Baron d'Holbach and William James
Determinism and Indeterminism

d'Holbach was a mechanistic materialist (so was Thomas Hobbes, whose political theory we will address later in the semester).  As such, he held the position that everything in the universe is matter and ONLY matter.  All matter follows determinate physical laws, and these are laws that have no exceptions in the physical world.  It follows that if matter is subject to laws, and laws determine the actions of things, and if it is further true that literally EVERYTHING in the universe is MATTER, then everything in the universe is subject to and determined by universal physical laws.



    NOTE:  The position that everything in the universe must happen the way that it does, that there is no choice, that there is no freedom of the will, is called HARD DETERMINISM.
    There are basically two types of hard determinism - one of them is the mechanistic materialist kind.  The other is a theological kind.
        The distinction between the two is a distinction between there being impersonal physical laws that apply to all things regardless of any being's wishes and the purposiveness of some sort of being guiding or creating the universe in some way that is unchangeable.
        Hobbes and d'Holbach were mechanistic materialists
        Leibniz was a theologically inclined hard determinist who happened also to hold that all things in the universe subject to physical or natural laws must follow those laws.  An influential American Philosopher who was also a theological determinist (and who, incidentally, was also a theodicist) was Jonathan Edwards.

    Soft Determinism (also called Compatibilism) is a position held by A.J. Ayer, John Stuart Mill, and John Hospers (among many others).  Those who hold this position believe that determinism (that everything has a cause) is compatible with free will.

    There is a radical sort of theory which we can call "radical free will theory" that implies that nothing has any cause at all.

    Then there is the position of William James (Indeterminism) which is discussed, below.

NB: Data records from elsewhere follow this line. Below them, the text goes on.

PR #1949, opened 2017-10-05
Add harmonic average particle interpolation scheme

hlokavarapu:
I have implemented a harmonic averaging scheme and added a test case based on SolKz were I am interpolating both density and viscosity.  The code is ready for an initial review @gassmoeller .

### DIFF
--- a/source/particle/interpolator/harmonic_average.cc
+++ b/source/particle/interpolator/harmonic_average.cc
@@ -1,0 +1,151 @@
+/*
+  Copyright (C) 2017 by the authors of the ASPECT code.
+
+ This file is part of ASPECT.
+
+ ASPECT is free software; you can redistribute it and/or modify
+ it under the terms of the GNU General Public License as published by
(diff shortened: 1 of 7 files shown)


source/particle/interpolator/harmonic_average.cc
```diff
@@ -0,0 +1,150 @@
...
+namespace aspect
+{
+  namespace Particle
+  {
+    namespace Interpolator
+    {
+      ASPECT_REGISTER_PARTICLE_INTERPOLATOR(HarmonicAverage,
+                                            "harmonic average",
+                                            "Return the harmonic average of all particle properties in the "
+                                            "given cell.")
```
gassmoeller: Please add something like the following: `If the cell contains no particles, return the harmonic average of the properties in the neighboring cells.`
This is just to make clear that there are two differences compared to `cell_average`, the averaging of particles, and the averaging in case the cell is empty.

gassmoeller:
Thanks!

    Some key points from d'Holbach
        We are born without our own consent; our likes and dislikes are produced from external sources.
        The will is nothing more than a "modification" of the brain.
        We always act according to our strongest desire and one desire may be replaced by another just so long as the one that is replaced is NOT the strongest of the two.  The desire that "wins" is, by definition, the strongest one.
        The simple fact that we deliberate about things does not prove that we have free will.    "...Deliberation is necessary; that uncertainty is necessary; that whatever part he takes, in consequence of this deliberation, it will always necessarily be that which he has judged, whether well or ill, is most probably to turn to his advantage. . . "
        It is absurd to insist that we are free.  To be free would be to act from no motive at all.  And THAT is impossible.
        If you persist in saying that you are free, that you move or do things without a cause, that simply means that you are ignorant of the cause of your motion or action.  We invoke the use of the term 'free' when we don't know what the cause(s) is/are that determine our will.


William James, from "The Dilemma of Determinism"
    See James' definitions of Hard Determinism (Fatalism) and Soft Determinism (Necessity Understood).

    What the determinist believes:  there is only one course of events possible in the universe - the parts of the universe are already laid down in an absolute way - nothing occurs by chance or in a manner different from one that is already prescribed to happen.  "Any other future complement than the one fixed from eternity is impossible."

    What the indeterminist holds:  "Possibilities may be in excess of actualities" and "of two alternative futures . . ., both may now be really possible; and the one only become(s) impossible at the very moment when the other excludes it by becoming real itself."

    For the determinist, if there's a possibility that was never actualized, that means it was never really a possibility at all.

    Who is right?  The determinist or the indeterminist?  Science cannot provide an answer.  Science concerns facts - and "facts can only prove facts".  The argument between determinists and indeterminists concerns possibilities, NOT FACTS, and so science can have nothing to do with the argument.

    For the determinist, "chance" means something like "crazy unreason."  For the indeterminist, chance simply means that something "is not guaranteed, that it may also (turn out) otherwise."

    WJ does not claim that he can PROVE that this is a world of chance.  "At most, we have agreed that it seems so.  . . . From any strict theoretical point of view, the question is insoluble.  To deepen our theoretic sense of the difference between a world with chances in it and a deterministic world is the most I can hope to do."

    What is the status of judgments of regret?  How do these inform the dilemma of determinism?
        Determinism implies pessimism
    "Murder and treachery can't be good without regret being bad; regret can't be good without treachery being and murder being bad.  Both, however, are supposed (by the determinist) to have been foredoomed, so something must be bad in the world.  It must be a place of which either sin or error forms a necessary part. . . ."

    "What interest, zest, or excitement can there be in achieving the right way, unless we are enabled to feel that the wrong way is also a possible and natural way -- nay, more, a menacing and an imminent way?"  How can we condemn ourselves or others for doing something "wrong" unless there was a right way also open to us to choose?